Guarani Retã – construindo uma nova ferramenta de luta
Quando chega mais um abril, é tempo de mobilização indígena. Ponta Porã, uma agitada cidade fronteiriça está abraçada à sua irmã gêmea, no Paraguai, Pedro Juan Caballero. Como formigas, o movimento entre a fronteira invisível é intenso. Carros, motos e muita gente zanzando de um lado para outro. Parece haver pressa. Algo diz que são tempos favoráveis para circular nesses espaços. Quiçá a cotação do dólar seja um dos indicativos.
Mas para essa simpática cidade de fronteira, que se apresenta como central ao processo de exploração da erva mate, também afluíram corações e mentes dispostas a ajudar construir mais um instrumento de luta do povo Guarani. Intelectuais renomados, exímios conhecedores da historia, cultura, vida e lutas do deste povo, reuniram-se em Ponta Porá, juntamente com uma equipe de técnicos em elaboração de mapas. Eles vieram do Paraguai, Argentina e Brasil. Foi mais uma reunião da Comissão Mapa Guarani, ou Guarani Retã, como ficou consensuado.

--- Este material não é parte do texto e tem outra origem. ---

PR #1832, opened 2023-09-11
Add collation when initialising scan keys for sys.varchar

tanscorpio7:
### Description
Orphan entries in tables uisng atleast one sys.varchar as a column.
Errors like : "duplcate key error" in view definition catalog table (sys.bablefish_view_def) and 
domain mapping entry corresponding to supplied argument could not be found" for domain 
mapping catalog (sys.babelfish_domain_mapping).

When we init scan keys without a collation, default collation "C" is used and hence comparison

Foram momentos bonitos de socialização de conhecimentos, de debate a respeito de aspectos polêmicos em torno da história e realidade do Povo Guarani hoje. Todos estavam imbuído da certeza de que estariam dando o melhor de si para que essa construção coletiva desse instrumental saísse o melhor e mais rápido possível. Senhores já de cabelos brancos, mas com incrível lucidez, sabedoria e disposição, como Bartomeu Meliá, Georg Grunberg, dentre outros, abalizavam o alto nível da tarefa a que umas duas dezenas de pessoas se propunham.
Desenhou-se todo um cronograma de atividades para que até o final do ano fossem feitos os levantamentos, elaboração de textos e técnica do mapa, impressão, lançamento e distribuição entre o povo Guarani dos três países e nos respectivos paises.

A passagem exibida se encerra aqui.